**Stored data:**
○ ○ ○ ○ ○
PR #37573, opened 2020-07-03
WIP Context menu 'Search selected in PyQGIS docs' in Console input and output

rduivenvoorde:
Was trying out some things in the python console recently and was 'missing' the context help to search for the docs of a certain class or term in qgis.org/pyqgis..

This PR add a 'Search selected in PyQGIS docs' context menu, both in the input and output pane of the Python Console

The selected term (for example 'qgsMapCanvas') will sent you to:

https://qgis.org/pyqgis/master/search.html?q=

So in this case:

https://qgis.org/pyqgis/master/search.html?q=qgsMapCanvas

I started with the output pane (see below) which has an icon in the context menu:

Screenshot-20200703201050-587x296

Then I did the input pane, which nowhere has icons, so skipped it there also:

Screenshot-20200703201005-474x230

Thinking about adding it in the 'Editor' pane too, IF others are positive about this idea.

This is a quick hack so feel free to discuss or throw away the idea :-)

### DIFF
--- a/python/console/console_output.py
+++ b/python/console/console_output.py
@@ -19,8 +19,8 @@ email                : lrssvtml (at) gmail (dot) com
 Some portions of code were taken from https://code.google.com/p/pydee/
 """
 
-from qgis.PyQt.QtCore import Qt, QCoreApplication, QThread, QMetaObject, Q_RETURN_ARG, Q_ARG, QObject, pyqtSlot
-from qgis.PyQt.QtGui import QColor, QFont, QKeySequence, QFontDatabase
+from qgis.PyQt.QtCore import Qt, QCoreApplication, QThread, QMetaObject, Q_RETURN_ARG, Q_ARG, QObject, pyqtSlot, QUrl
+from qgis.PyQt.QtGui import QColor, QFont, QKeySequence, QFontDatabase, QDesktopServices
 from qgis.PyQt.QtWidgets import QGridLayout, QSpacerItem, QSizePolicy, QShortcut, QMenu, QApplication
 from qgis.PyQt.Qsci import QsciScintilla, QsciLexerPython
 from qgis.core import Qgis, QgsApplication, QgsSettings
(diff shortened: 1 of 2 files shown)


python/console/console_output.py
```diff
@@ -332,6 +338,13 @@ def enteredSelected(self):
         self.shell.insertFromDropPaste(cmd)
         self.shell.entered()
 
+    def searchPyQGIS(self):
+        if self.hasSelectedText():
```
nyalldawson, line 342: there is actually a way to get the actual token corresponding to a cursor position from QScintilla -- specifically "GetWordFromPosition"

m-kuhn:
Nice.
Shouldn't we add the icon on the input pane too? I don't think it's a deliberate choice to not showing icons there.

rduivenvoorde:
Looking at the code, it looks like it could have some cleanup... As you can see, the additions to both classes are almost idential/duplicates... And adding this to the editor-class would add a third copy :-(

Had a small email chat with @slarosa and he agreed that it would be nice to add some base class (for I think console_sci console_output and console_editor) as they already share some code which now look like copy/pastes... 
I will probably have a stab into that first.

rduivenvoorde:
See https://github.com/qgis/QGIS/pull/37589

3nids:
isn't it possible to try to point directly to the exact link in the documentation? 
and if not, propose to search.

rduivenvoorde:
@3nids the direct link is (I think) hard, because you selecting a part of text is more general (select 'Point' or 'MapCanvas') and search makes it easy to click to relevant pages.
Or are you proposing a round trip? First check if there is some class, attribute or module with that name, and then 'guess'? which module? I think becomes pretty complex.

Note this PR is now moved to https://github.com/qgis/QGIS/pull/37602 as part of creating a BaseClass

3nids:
○ ○ ○ ○ ○
**Work task:**
Extract the lines above, from the first one through the one containing "QKeySequence, QFontDatabase, QDesktopServices", and return only those, unchanged.

**Expected answer:**
PR #37573, opened 2020-07-03
WIP Context menu 'Search selected in PyQGIS docs' in Console input and output

rduivenvoorde:
Was trying out some things in the python console recently and was 'missing' the context help to search for the docs of a certain class or term in qgis.org/pyqgis..

This PR add a 'Search selected in PyQGIS docs' context menu, both in the input and output pane of the Python Console

The selected term (for example 'qgsMapCanvas') will sent you to:

https://qgis.org/pyqgis/master/search.html?q=

So in this case:

https://qgis.org/pyqgis/master/search.html?q=qgsMapCanvas

I started with the output pane (see below) which has an icon in the context menu:

Screenshot-20200703201050-587x296

Then I did the input pane, which nowhere has icons, so skipped it there also:

Screenshot-20200703201005-474x230

Thinking about adding it in the 'Editor' pane too, IF others are positive about this idea.

This is a quick hack so feel free to discuss or throw away the idea :-)

### DIFF
--- a/python/console/console_output.py
+++ b/python/console/console_output.py
@@ -19,8 +19,8 @@ email                : lrssvtml (at) gmail (dot) com
 Some portions of code were taken from https://code.google.com/p/pydee/
 """
 
-from qgis.PyQt.QtCore import Qt, QCoreApplication, QThread, QMetaObject, Q_RETURN_ARG, Q_ARG, QObject, pyqtSlot
-from qgis.PyQt.QtGui import QColor, QFont, QKeySequence, QFontDatabase
+from qgis.PyQt.QtCore import Qt, QCoreApplication, QThread, QMetaObject, Q_RETURN_ARG, Q_ARG, QObject, pyqtSlot, QUrl
+from qgis.PyQt.QtGui import QColor, QFont, QKeySequence, QFontDatabase, QDesktopServices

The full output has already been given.